Australian Home Prices Could Collapse 30%: UBS

A new analysis by UBS concludes that housing prices in Australia could fall as much as 30% in a deep recession scenario. UBS analyst Jonathan Mott assembled five different scenarios to predict the direction that Australia’s housing market could go. The worst case includes the first recession in 27 years, a 30% collapse in house prices and widespread litigation against the banks for mortgage mis-selling. The bear case would also include the central bank cutting rates to zero before embarking on its own version of quantitative easing, the suspension of dividends and equity raisings from the big banks.

Mott thinks that current conditions are already reflecting the very real possibility of a housing correction and also warns that risk of a credit crunch “is real and rising.”

Mott stated: “The rapidly deteriorating housing market is a signal of even tougher times ahead. The housing credit squeeze experienced over the last six months is expanding. The outlook for the banks has not been as challenged since at least 2008.”

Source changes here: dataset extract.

Issue #5777, opened 2026-07-31
[TLS 1.3] Modify how record padding is requested


randombit:
@reneme 

I was just thinking about this and I realized there is something we could do (ideally before 3.13 when the new APIs land in a release):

UBS dire forecast comes at a time when tighter lending standards have restricted the availability to borrow in Australia, causing the country to enter its second year of a housing slide. Major cities like Sydney and Melbourne are leading the declines, down 7.4% and 4.7% in October from the previous year, respectively. These were the two hottest markets when prices were on their way up in years prior. Meanwhile, the Australia House Price Index has posted its first sequential decline only for the first time since 2011.

Meanwhile, the Reserve Bank of Australia has kept its rate cash rate unchanged and at a relatively low 1.5% since the middle of 2016. The crunch is coming mainly from regulators cracking down on riskier loans, such as interest-only mortgages, that are more popular with speculators than traditional buyers. On top of that, Australian Regulators have enforced more stringent verification on expenses that is tightening the amount of money people are able to borrow as Australians already have some of the highest household debt in the world, something we pointed this in August.

As a reminder, the Australian household debt to income ratio has ballooned to shocking levels over the past three decades as Sydney is ranked as one of the most overvalued cities in the world. According to the Daily Mail Australia, credit card bills, home mortgages, and personal loans now account for 189 percent of an average Australian household income, compared with just 60 percent in 1988:

An additional reason Australia’s housing prices boomed was the influx of overseas capital. We recently discussed the urgency with which the Chinese middle class was trying to get capital out of the country. And one of the main ways to do this involved investing in homes in places like Australia (and Canada). Those looking to buy real estate outside of the country have negatively impacted many local economies, sometimes causing housing markets to bubble.

In response, Australia has tightened its foreign investment rules. In 2016, the land Down Under even made it illegal for the country’s four major banks to lend to foreign property buyers without domestic incomes. New Zealand went so far as to simply prohibit foreigners from buying property altogether because the demand was driving property prices out of the reach of locals. Canada did something similar, canceling its Canadian Federal Immigrant Investor program because of the huge backlog and bubbly real estate markets in places like Vancouver and Toronto.